Every line in the records below with the string "built" needs to be copied out.

____

PR #2670, opened 2017-07-03
Fix Multiline Review issue #2441

### LINKED ISSUE #2441: Multi line review is written in a single line
Steps to reproduce:
1.On Android, go to any add-on and add a multi line review
2.Open the review in order to see it

Expected results:
Review should be displayed multi line 

Actual results:
Review is displayed in a single line

multiline

tsl143:
Fix #2441 
Before 

screen shot 2017-07-03 at 5 07 26 pm

After
screen shot 2017-07-03 at 5 06 52 pm

### DIFF
--- a/src/amo/components/AddonReviewList.js
+++ b/src/amo/components/AddonReviewList.js
@@ -107,33 +107,29 @@ export class AddonReviewListBase extends React.Component {
     return `${this.addonURL()}reviews/`;
   }
 
-  setReviewBody(review) {
-    let reviewBody = <p><LoadingText /></p>;
-    if (review) {
-      const reviewBodySanitized = sanitizeHTML(nl2br(review.body), ['br']);
-      reviewBody = <p dangerouslySetInnerHTML={reviewBodySanitized} />;
-    }
-    return reviewBody;
-  }
-
   renderReview({ review, key }: RenderReviewParams) {
     const { i18n } = this.props;
 
     let byLine;
+    let reviewBody;
     if (review) {
       const timestamp = i18n.moment(review.created).fromNow();
       // L10n: Example: "from Jose, last week"
       byLine = i18n.sprintf(
         i18n.gettext('from %(authorName)s, %(timestamp)s'),
           { authorName: review.userName, timestamp });
+
+      const reviewBodySanitized = sanitizeHTML(nl2br(review.body), ['br']);
+      reviewBody = <p dangerouslySetInnerHTML={reviewBodySanitized} />;
     } else {
       byLine = <LoadingText />;
+      reviewBody = <p><LoadingText /></p>;
     }
 
     return (
       <li className="AddonReviewList-li" key={key}>
         <h3>{review ? review.title : <LoadingText />}</h3>
-        {this.setReviewBody(review)}
+        {reviewBody}
         <div className="AddonReviewList-by-line">
           {review ?
             <Rating styleName="small" rating={review.rating} readOnly />
--- a/src/amo/components/AddonReviewList.js
+++ b/src/amo/components/AddonReviewList.js
@@ -110,8 +110,8 @@ export class AddonReviewListBase extends React.Component {
   setReviewBody(review) {
     let reviewBody = <p><LoadingText /></p>;
     if (review) {
-      const content = sanitizeHTML(nl2br(review.body), ['br']);
-      reviewBody = <p dangerouslySetInnerHTML={content} />;
+      const reviewBodySanitized = sanitizeHTML(nl2br(review.body), ['br']);
+      reviewBody = <p dangerouslySetInnerHTML={reviewBodySanitized} />;
     }
     return reviewBody;
   }
--- a/src/amo/components/AddonReviewList.js
+++ b/src/amo/components/AddonReviewList.js
@@ -11,7 +11,7 @@ import { fetchAddon } from 'core/actions/addons';
 import Paginate from 'core/components/Paginate';
 import { withErrorHandler } from 'core/errorHandler';
 import translate from 'core/i18n/translate';
-import { findAddon } from 'core/utils';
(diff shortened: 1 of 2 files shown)


src/amo/components/AddonReviewList.js
```diff
@@ -107,6 +107,13 @@ export class AddonReviewListBase extends React.Component {
     return `${this.addonURL()}reviews/`;
   }
 
+  formatReviewBody(text) {
+    const formattedReview = text.split('\n').map((i) => {
+      return <div key={i}>{i}</div>;
```
tofumatt: Because these reviews are already inside a `<p>` tag, I'd prefer not putting divs inside them. This is a bit of a hack anyway because the divs are block-level elements.

A better approach would be to convert the newline characters to `<br>` tags. We already have a utility function `nl2br` in `core/utils` you can use for that.

tsl143:
@tofumatt  I already tried using `<br>` but it renders as follows
screen shot 2017-07-03 at 6 00 29 pm

And for sure we must not use `DIV` inside `p`, can we use `span` instead and use `display:block`?

tofumatt:
It's rendering the `<br />` tags because React will escape tags inside content as a security precaution. To render HTML from a variable inside a React component you'll need to use `<p dangerousSetInnerHTML={santizeHTML(content, ['br'])} />` where `content` is the result of the `nl2br(review.body)`.

src/amo/components/AddonReviewList.js
```diff
@@ -107,6 +107,15 @@ export class AddonReviewListBase extends React.Component {
     return `${this.addonURL()}reviews/`;
   }
 
+  setReviewBody(review) {
+    let reviewBody = <p><LoadingText /></p>;
+    if (review) {
+      const content = sanitizeHTML(nl2br(review.body), ['br']);
+      reviewBody = <p dangerouslySetInnerHTML={content} />;
```
tofumatt: I'd rename `content` to something more meaningful; `content` is vague but `reviewBodySanitized` would be good.

src/amo/components/AddonReviewList.js
```diff
@@ -107,6 +107,15 @@ export class AddonReviewListBase extends React.Component {
     return `${this.addonURL()}reviews/`;
   }
 
+  setReviewBody(review) {
```
tofumatt: `reviewBody` or `reviewBodyHTML` would be better method names; this doesn't actually set anything.

src/amo/components/AddonReviewList.js
tsl143: Okay, also I am writing html render test case for this as the shallow render fails dangerouslysetInnerHtml.

tests/unit/amo/components/TestAddonReviewList.js
```diff
@@ -60,6 +67,43 @@ describe('amo/components/AddonReviewList', () => {
...
+        location: { query: {} },
+        params,
+        reviewCount: loadedReviews && loadedReviews.length,
+        reviews: loadedReviews,
+        ...customProps,
+      };
+
+      const store = createStore().store;
+
+      return findDOMNode(findRenderedComponentWithType(renderIntoDocument(
```
tofumatt: We will be migrating away from these tests and only want to test with enzyme. What is the error you're encountering with `shallow`? I believe we have other tests where it works just fine with `dangerouslySetInnerHTML`.

tsl143: It renders Just blank HTML.
I got this read - https://github.com/airbnb/enzyme/issues/630

tsl143: screen shot 2017-07-03 at 11 15 25 pm

tofumatt: Ah yes, that makes sense actually reading that comment.

You'll want to use https://github.com/airbnb/enzyme/blob/master/docs/api/mount.md or possibly https://github.com/airbnb/enzyme/blob/master/docs/api/render.md. You should definitely use enzyme though, let me know if mount works or if you need help with the tests, I can probably help you write it if you get stuck.

tsl143: Sure, I will give it a try right now :)

tsl143:
@tofumatt , Finally with all check passed :)
Screenshots are same as before.

tests/unit/amo/components/TestAddonReviewList.js
```diff
@@ -278,7 +278,7 @@ describe('amo/components/AddonReviewList', () => {
         .toHaveText(fakeReview.title);
 
       expect(root.find('.AddonReviewList-li p'))
-        .toHaveText(fakeReview.body);
+        .toHaveHTML(`<p>${fakeReview.body}</p>`);
```
tofumatt: This isn't actually checking for a `<br />` tag, which is the point of this patch. This test should actually revert to `.toHaveText(fakeReview.body);` I would think (it should still pass).

tsl143: `toHaveText` does not renders the `dangerouslySetInnerHTML`, it gives blank `p` instead.

tofumatt: Ah okay, no problem then 😀

tsl143:
@tofumatt Done as requested.
Honestly, I am more than happy rn, legit everyday I am learning new things. I was really scared of writing testcases and always choose to skip it, but I cant believe I am writing them and now I know why writing test cases is important.
Thanks a lot for being patient while I commit mistakes :)

tofumatt:
@tsl143 Awesome! I remember when I feared writing tests too, and you're right: it feels really confidence-inspiring once you get them sorted knowing your code will be safer to refactor/change! 👍

PR #2684, opened 2017-07-04
Invalid category slugs should result in a 404

### LINKED ISSUE #2084: Invalid category slugs should result in a 404 rather than no results.
If a CategoryPage slug passed is invalid it should be a 404 rather than just show no results. 

See https://addons-dev.allizom.org/en-US/firefox/extensions/whatever/

Presumably to do this we'd need to fetch a list of cats for the clientApp dynamically. 

We should do this differently per-client application in any case since currently we don't change the list of categories based on app.

tsl143:
Fixes #2084  - Invalid category slugs should result in a 404 rather than no results. 

Also this will remove console errors due to invalid categories.

**Before**

screen shot 2017-07-04 at 12 35 36 pm

**After**
screen shot 2017-07-04 at 12 32 52 pm


tsl143:
Some click on homepage tiles also gives 404 due to https://github.com/mozilla/addons-frontend/issues/2685

muffinresearch:
@tsl143 thanks for the patch! 

Could you add a test to cover this behaviour and then this can be landed.

tests/unit/amo/components/TestCategory.js
```diff
@@ -36,6 +43,23 @@ describe('Category', () => {
     );
   }
 
+  function renderHTML({ ...props }) {
+    const { store } = createStore();
+
+    return findDOMNode(findRenderedComponentWithType(renderIntoDocument(
```
tofumatt: This test should be using enzyme.

tests/unit/amo/components/TestCategory.js
```diff
@@ -48,6 +72,11 @@ describe('Category', () => {
     sinon.assert.calledWith(fakeDispatch, categoriesFetch());
   });
 
+  it('renders 404 page for missing/invalid category', () => {
+    const root = renderHTML({ category: null });
```
tofumatt: As mentioned you should be able to use enzyme for this test, though you might need to use `mount` or `render` because we're loading other components.

src/amo/components/Category/index.js
```diff
@@ -32,6 +33,10 @@ export class CategoryBase extends React.Component {
   render() {
     const { category, ...searchProps } = this.props;
 
+    if (!category) {
```
tofumatt: `category` will also be `null` if this page is loading, which will happen with a saga. We should be proactive and make this handle both the loading case and the empty case.

Looks like the [categories reducer](https://github.com/mozilla/addons-frontend/blob/master/src/core/reducers/categories.js#L37) adds a loading state we can use to check if the page is loading or has already loaded. If `loading` is `false` and `category` is false-y then we can return `<NotFound />`; otherwise this will 404 during category loads.

tsl143:
I have put `loading === false` already, but finding it hard to put enzyme test for same, trying rn.

tsl143:
@tofumatt , rewritten the test case with enzyme :)

Also all test cases passed at my local. One failed with Travis though giving following error. Is this a server issue?

screen shot 2017-07-10 at 3 42 53 pm

tsl143:
Ping @tofumatt

muffinresearch:
>Also all test cases passed at my local. One failed with Travis though giving following error. Is this a server issue?

That's likely to be a spurious issue. You could try rebasing against master.

tsl143:
@muffinresearch Also can you review this ?

tests/unit/amo/components/TestCategory.js
```diff
@@ -48,6 +66,12 @@ describe('Category', () => {
     sinon.assert.calledWith(fakeDispatch, categoriesFetch());
   });
 
+  it('return 404 if category is falsy', () => {
```
muffinresearch: Would be good to have a test to cover when loading is true as well.

tsl143:
@caitmuenster Done.

tsl143:
ping @tofumatt @muffinresearch

tofumatt:
Hi @tsl143, we've seen the issue and are flagged to have another look; we've just been very busy with some other issues in the project. In the future there's no need to ping us as when we're following the PR we get notified when you push new commits.

tsl143:
okay.

muffinresearch:
I think this is looking pretty good. @tofumatt are you happy for this patch to land?

tests/unit/amo/components/TestCategory.js
```diff
@@ -1,14 +1,16 @@
...
 import { CategoryBase, mapStateToProps } from 'amo/components/Category';
 import { SearchBase } from 'amo/components/Search';
 import createStore from 'amo/store';
 import { categoriesFetch } from 'core/actions/categories';
 import { searchStart } from 'core/actions/search';
 import { ADDON_TYPE_THEME } from 'core/constants';
+import I18nProvider from 'core/i18n/Provider';
 import { getFakeI18nInst } from 'tests/unit/helpers';
-
+import NotFound from 'amo/components/ErrorPage/NotFound';
```
tofumatt: Nitpick but this should be above Line 5 `import { SearchBase } from 'amo/components/Search'; `. Not sure why ESLint didn't catch it 😢

tests/unit/amo/components/TestCategory.js
```diff
@@ -36,6 +38,22 @@ describe('Category', () => {
     );
   }
 
+  function mountRender(props = { loading: false }) {
+    const { store } = createStore();
```
tofumatt: Instead of using `createStore` you should use the test helper `dispatchClientMetadata()` (which we should probably rename, sorry!) from `tests/unit/amo/helpers`. It dispatches things like lang and clientApp which should be available when using providers, links, etc.

tests/unit/amo/components/TestCategory.js
```diff
@@ -48,6 +66,18 @@ describe('Category', () => {
     sinon.assert.calledWith(fakeDispatch, categoriesFetch());
   });
 
+  it('return 404 if category is falsy and loading is false', () => {
```
tofumatt: Nitpick but this should be `it('should return [...]')`.

tests/unit/amo/components/TestCategory.js
```diff
@@ -48,6 +66,18 @@ describe('Category', () => {
...
+    const root = mountRender();
+
+    expect(root.find(NotFound)).toHaveLength(1);
+  });
+
+  it('not return 404 if category is falsy and loading is true', () => {
```
tofumatt: Nitpick but this should be `it('should not return [...]')`.

tofumatt:
If @tsl143 can't get to this before the tag I'll pick it up so we can get it merged. 😄

tofumatt:
Nice, that was fast! 👍

Once this passes tests I'll get it merged. Thanks @tsl143!

tsl143:
You are welcome.
Just the right time in my timezone :)

tsl143:
@tofumatt it completed all checks here
but on my local machine when I run `yarn lint` it gives following error.

`/Users/trishulgoel/Documents/addons-frontend/tests/unit/core/server/testServer.js
  6:23  error  Unable to resolve path to module 'supertest'  import/no-unresolved`

tofumatt:
That is because we updated the deps in master and you need to run either npm install or yarn install.

tsl143:
Oh got it.
This is good to merge then.

tests/unit/amo/components/TestCategory.js
muffinresearch: I don't think we have import sorting turned on. I think there's some linting based on groupings of internal and external imports etc but otherwise no other sorting. See also: https://github.com/airbnb/javascript/blob/c43fc749c4213e4574a4b4a3d0fe8784d5cd5b5e/packages/eslint-config-airbnb-base/rules/es6.js#L151

PR #2695, opened 2017-07-06
Extensions page title is not correctly aligned in RTL #2689

### LINKED ISSUE #2689: [RTL] Extensions page title is not correctly aligned in RTL
Steps to reproduce:
1.Go to AMO-dev , mobile view
2.Select extensions tab and then switch to any RTL language (https://addons-dev.allizom.org/ar/firefox/extensions/)

Expected results:
Everything looks on in RTL

Actual results:
Extensions page title is not correctly aligned in RTL

Please see a video for this issue:
extrtl

tsl143:
Fixes #2689 

**Before:**
screen shot 2017-07-06 at 4 01 35 pm

**After:**
screen shot 2017-07-06 at 4 13 19 pm

### DIFF
--- a/src/amo/components/LandingPage/styles.scss
+++ b/src/amo/components/LandingPage/styles.scss
@@ -9,6 +9,7 @@
   @include margin-end(20px);
 }
 
+// In LTR, the spacing actually looks correct because of the icon itself has built-in margins in its design.
 .LandingPage-icon--extension {
   [dir=rtl] & {
     margin-left: 20px;
--- a/src/amo/components/LandingPage/styles.scss
+++ b/src/amo/components/LandingPage/styles.scss
@@ -5,10 +5,6 @@
   padding: $padding-page;
 }
 
-.LandingPage-icon--persona {
-  @include margin-end(20px);
-}
-
 .LandingPage-header {
   align-items: center;
   display: flex;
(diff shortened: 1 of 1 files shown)


src/amo/components/LandingPage/styles.scss
```diff
@@ -31,6 +27,8 @@
   height: 89px;
   width: 225px;
 
+  @include margin-end(20px);
```
tofumatt: As mentioned in the issue, in LTR the spacing actually looks correct because of the (mostly) whitespace in the icon itself. If you zoom in you can see there is a faint squiggle:

screenshot 2017-07-06 19 18 28

This is rare case where we want separate styles for RTL, I think. So the themes spacing should return and `margin-left: 20px;` should be applied to `.LandingPage-icon`.

src/amo/components/LandingPage/styles.scss
```diff
@@ -9,6 +9,12 @@
   @include margin-end(20px);
 }
 
+.LandingPage-icon--extension {
+  [dir=rtl] & {
```
tofumatt: This could use a comment explaining why we are doing this only on rtl. Something like: `// In LTR, the spacing actually looks correct because of the icon itself has built-in margins in its design.`

tsl143: @tofumatt Done :)

Issue #2698, opened 2017-07-06
Erroneous trailing quote


muffinresearch:
See https://github.com/mozilla/addons-frontend/blob/cc13364b2cca75e9b6ab131f0cead976b13a1e19/src/amo/components/SearchContextCard/index.js#L46

Extraction translation is here:

https://github.com/mozilla/addons-frontend/blob/cc13364b2cca75e9b6ab131f0cead976b13a1e19/locale/templates/LC_MESSAGES/amo.pot#L516

```
#: src/amo/components/SearchContextCard/index.js:45
msgid "%(count)s add-on found\""
msgid_plural "%(count)s add-ons found"
msgstr[0] ""
msgstr[1] "

```

Originally filed here: https://github.com/mozilla/addons/issues/436

tofumatt:
Fixed in #2701

SVSanta:
Please add some STR or the label "qa: not needed". Thanks!

PR #2701, opened 2017-07-07
Fix Erroneous trailing quote #2698

tsl143:
Erroneous trailing quote #2698

### DIFF
--- a/locale/templates/LC_MESSAGES/amo.pot
+++ b/locale/templates/LC_MESSAGES/amo.pot
@@ -514,7 +514,7 @@ msgid "No add-ons found"
 msgstr ""
 
 #: src/amo/components/SearchContextCard/index.js:45
-msgid "%(count)s add-on found\""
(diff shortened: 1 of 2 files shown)


locale/templates/LC_MESSAGES/amo.pot
```diff
@@ -514,7 +514,7 @@ msgid "No add-ons found"
 msgstr ""
 
 #: src/amo/components/SearchContextCard/index.js:45
-msgid "%(count)s add-on found\""
+msgid "%(count)s add-on found"
```
tofumatt: You shouldn't need to modify/commit this file. We'll do that as part of our locale extract/merge. Just changing the source should be fine.

muffinresearch:
Following this landing we might want to consider manually updating the key in the translations so we don't result in fuzzy translations OR alternatively we can just extract and it will get fixed up eventually.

____

> **PROBLEM SOLUTION**
+// In LTR, the spacing actually looks correct because of the icon itself has built-in margins in its design.
tofumatt: This could use a comment explaining why we are doing this only on rtl. Something like: `// In LTR, the spacing actually looks correct because of the icon itself has built-in margins in its design.`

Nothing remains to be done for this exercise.